Issue #2880, opened 2021-10-26
Propagate `prisma generate` errors when using `blitz codegen`


beerose:
### What is the problem?

Currently, if a user runs `blitz codegen`, and there there is Prisma installed, Blitz also runs `primsa generate`. If there are any errors during the `prisma generate` step, they aren't displayed in the terminal even when using `DEBUG=blitz:*`. This way some useful information returned from Prisma is omitted. 

Relevant code: https://github.com/blitz-js/blitz/blob/canary/packages/cli/src/commands/codegen.ts#L32

### Paste all your error logs here:

`blitz codegen` output:

```
✔ Generating route manifest
✖ Generating Prisma client
```

While `prisma generate` returns the following:

```
Error: 
You don't have any models defined in your schema.prisma, so nothing will be generated.
You can define a model like this:

model User {
  id    Int     @id @default(autoincrement())
  email String  @unique
  name  String?
}

More information in our documentation:
https://pris.ly/d/prisma-schema
```

### Paste all relevant code snippets here:

n/a

### What are detailed steps to reproduce this?

1. Try to run `blitz codegen` without any models in `schema.prisma` (or `schema.prisma` containing some errors). 

### Run `blitz -v` and paste the output here:

```
macOS Big Sur | darwin-x64 | Node: v14.17.6

blitz: 0.41.1 (local)

  Package manager: yarn 
  System:
    OS: macOS 11.1
    CPU: (12) x64 Intel(R) Core(TM) i7-9750H CPU @ 2.60GHz
    Memory: 73.24 MB / 16.00 GB
    Shell: 5.0.11 - /usr/local/bin/bash
  Binaries:
    Node: 14.17.6 - /var/folders/xt/37ypr1bj3s565bjrdzx3znd00000gn/T/yarn--1635260280228-0.10240775555445136/node
    Yarn: 1.19.2 - /var/folders/xt/37ypr1bj3s565bjrdzx3znd00000gn/T/yarn--1635260280228-0.10240775555445136/yarn
    npm: 8.1.0 - ~/workspace/emojis/emojis-lib/bin/npm
    Watchman: Not Found
  npmPackages:
    @prisma/client: ^3.3.0 => 3.3.0 
    blitz: ^0.41.1 => 0.41.1 
    prisma: ^3.3.0 => 3.3.0 
    react: 17.0.2 => 17.0.2 
    react-dom: 17.0.2 => 17.0.2 
    typescript: 4.4.4 => 4.4.4 
```

PR #2891, opened 2021-10-29
Show the error message from `prisma generate` when `blitz codegen` fails

lucasvazq:
Closes: #2880 

When the `blitz codegen` command fails for prisma, the cause of the error is not displayed. This PR changes that, showing the cause of the problem.

- [x] I replaced the return type of a function, so I updated all the places where it is used.


packages/cli/src/commands/prisma.ts
```diff
@@ -23,18 +24,29 @@ export const runPrisma = async (args: string[], silent = false) => {
   }
 
   const cp = require("cross-spawn").spawn(prismaBin, args, {
-    stdio: silent ? "ignore" : "inherit",
+    stdio: silent ? "pipe" : "inherit",
```
lucasvazq, line 27: This function takes one parameter named `silent`.

Before the changes, this parameter suppresses the stderr and stdout at all. Also, the function returns a boolean that represents the status of the execution.

Now, when `silent` is `true`, the stderr is captured and saved, and the function returns an object with two keys:
\- success: This represents the execution status (the original return of the function).
\- stderr: the captured stderr, that only applies when `silent` is `true`.

packages/cli/src/commands/codegen.ts
```diff
@@ -30,8 +30,10 @@ export class CodeGen extends Command {
 
       if (hasPrisma && hasPrismaSchema) {
         let prismaSpinner = log.spinner(`Generating Prisma client`).start()
-        void runPrisma(["generate"], true).then((success) =>
-          success ? prismaSpinner.succeed() : prismaSpinner.fail(),
+        void runPrisma(["generate"], true).then((result) =>
+          result.success
+            ? prismaSpinner.succeed()
+            : prismaSpinner.fail() && console.log("\n" + result.stderr)
```
lucasvazq, line 36: Read first: [packages/cli/src/commands/prisma.ts:27](https://github.com/blitz-js/blitz/pull/2891/files#diff-28ae2cc5cebe012f80c6c602a99837c65b147f773ca87d1b029691e11b9b98c7R27)

When prisma fails, we take the captured stderr and print them using `console.log`.
Why `console.log` and not `log.*` alternatives?
Because `console.log` keeps the stderr generated by prisma and I think it's very well formated.

Here is a comparison of different output formats: [view comparison](https://user-images.githubusercontent.com/38964964/139505247-3ce439f3-2bbc-4584-828b-e423e395cc05.png)

The final result: 
Screenshot_2021-10-29_17-18-46

beerose: Wow! Thanks so much for evaluating all the options!

beerose, line 36: It works okay, but I think we can slightly improve it — since there was an error, we should exit with code 1. What about this:

```
          if (result.success) {
            prismaSpinner.succeed()
          } else {
            prismaSpinner.fail()
            console.log("\n" + result.stderr)
            process.exit(1)
          }
```

beerose (commented):
Thanks so much for this PR! It's amazing how you described in detail your implementation decisions!

Left one comment.

beerose (approved):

---

» Work request
In restating the data, begin at its first line, reproduce each line word for word, and conclude with the line that contains "### What is the problem?".

» Result of the exercise
Issue #2880, opened 2021-10-26
Propagate `prisma generate` errors when using `blitz codegen`


beerose:
### What is the problem?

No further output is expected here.